What made this wave different, Reddy added, was the aggressive language in visa revocation notices. “They told students to self-report to ICE. That terrified people. Even minor infractions led to visa cancellations.”

Fear, flight, and fallout

The result has been a mass exodus of students — many pressured by fear, misinformation, or legal uncertainty. A 26-year-old woman from Hyderabad who had been working on OPT after completing her Master’s in Computer Science was one of them.

She fled the U.S. days after her SEVIS was terminated and visa revoked over a 2022 shoplifting charge that had since been dismissed. “Then I got an email saying my SEVIS was reactivated,” she said. “But my visa’s still canceled. I haven’t even told my parents. We took a huge loan for my studies.”

Others saw their futures unravel in real-time. A Texas-based student on STEM OPT, recently selected for the H-1B visa lottery, left the U.S. after his SEVIS termination over an alcohol-related charge. “Now SEVIS is back, but I can’t re-enter. My H-1B is stuck.”

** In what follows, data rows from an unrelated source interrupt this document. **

Issue #8457, opened 2020-06-12
RSS/HTML import doesn't handle newlines


binford2k:
**Describe the bug**

HTML does not distinguish whitespace. This means that text like so

```
This is a line
with some
newline characters.
```

and this

`This is a line with some newline characters.`

should be treated exactly the same. Unfortunately, the RSS importer just strips the newline character, so the resulting string becomes this:

`This is a linewith somenewline characters.`

This makes syndicated content a GIANT pain to post.

In my case, I publish via Jekyll and GitHub pages and I also wrap my markdown source. See an example at https://raw.githubusercontent.com/binford2k/binford2k.com/master/_posts/2020-06-10-writing-a-new-metrics-plugin.md

Jekyll publishes the text with embedded newlines, which is rendered properly by every browser that correctly implements the HTML spec, including the browser in which you're reading this issue.

``` html
<p>I’ve been working on the Dropsonde telemetry framework for the Puppet ecosystem
for a while. If you’ve followed any of its development, you likely already know
that the main focus is on providing community value and maintaining privacy and
transparency.</p>
``` 

ends up imported as

> I’ve been working on the Dropsonde telemetry framework for the Puppet ecosystemfor a while. If you’ve followed any of its development, you likely already knowthat the main focus is on providing community value and maintaining privacy andtransparency.

**To Reproduce**

1. Publish content with newline wrapped text.
1. RSS import it.

**Expected behavior**

Newline characters should be treated like whitespace, following the HTML spec.

rhymes:
Thanks for the issue! We'll take your request into consideration and follow up if we decide to tackle this issue.

To our amazing contributors: issues labeled `type: bug` are always up for grabs, but for feature requests, please wait until we add a `ready for dev` before starting to work on it.

To claim an issue to work on, please leave a comment. If you've claimed the issue and need help, please ping @thepracticaldev/oss and we will follow up within 3 business days.

For full info on how to contribute, please check out our [contributors guide](https://github.com/thepracticaldev/dev.to/blob/master/CONTRIBUTING.md).

rhymes:
@binford2k would the following comment - https://github.com/thepracticaldev/dev.to/issues/7923#issuecomment-630399659 - help?

AFAIK we don't support markdown in the RSS feed, the content should be HTML

citizen428:
@rhymes The feed doesn't seem to include Markdown, but HTML:

http://binford2k.com/atom.xml

binford2k:
[...]

PR #10476, opened 2020-09-29
Fix newlines being chomped in RSS import

hugopeixoto:
The CustomText converter was monkey patched to fix a bug related to
preserve_tags. Somewhere in that process, remove_inner_newlines was
changed to strip newlines completely, instead of replacing them with a
single space. This restores that functionality.

In development mode, files are not eager loaded. That means that the
converters were not being required, so it was not possible to reproduce
that issue in development mode (since it was falling back to the
original converter, which does not have the bug). This commit also adds
an initializer that requires every converter.

This fixes half of #8457.

- [ ] Refactor
- [ ] Feature
- [x] Bug Fix
- [ ] Optimization
- [ ] Documentation Update

## Added tests?

- [x] yes
- [ ] no, because I need help

## Added to documentation?

- [ ] docs.forem.com
- [ ] readme
- [x] no documentation needed

### DIFF
--- a/app/lib/reverse_markdown/converters/custom_text.rb
+++ b/app/lib/reverse_markdown/converters/custom_text.rb
@@ -40,7 +40,7 @@ module ReverseMarkdown
       end
 
       def remove_inner_newlines(text)
-        text.tr("\n\t", "")
+        text.tr("\r\n\t", " ").squeeze(" ")
       end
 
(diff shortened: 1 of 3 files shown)


maestromac (approved):
Thank you for this PR. LGTM!

Zhao-Andy (approved):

Still others had left for personal reasons, only to learn — while in India — that their status had been revoked. “I came on vacation,” said a 25-year-old student from North Carolina. “Then the unthinkable happened. I may never be able to go back.”

‘We are not criminals. we are students.’

The American Immigration Lawyers Association (AILA) estimates that Indian nationals account for about half of the 327 international students whose F-1 visas were revoked in recent months. With Indian students now forming the largest international cohort in the US — over 331,000 in 2023–24 — this issue strikes at the heart of global academic exchange.

Despite the chaos, U.S. officials have offered little reassurance. “Reinstating a SEVIS record does not reinstate a visa,” a US State Department spokesperson was quoted as saying. “Individuals must apply for new visas if theirs have been revoked.”

But for students stuck thousands of miles away — many on OPT, others with job offers or H-1B selections pending—the path forward is murky at best.

“We don’t know whether to reapply, wait, or join lawsuits,” said a 26-year-old from Delaware. “Everyone told us to leave — DSOs, lawyers, even influencers. Now SEVIS is fixed. Why not the visa?”

For the student from Telangana who followed every rule, the silence is deafening.

“I studied hard, worked legally, appeared in court. I believed in the system,” he said. “Now I’m home, with an active SEVIS record and no way to return. America promised opportunity. All we got was fear and abandonment.”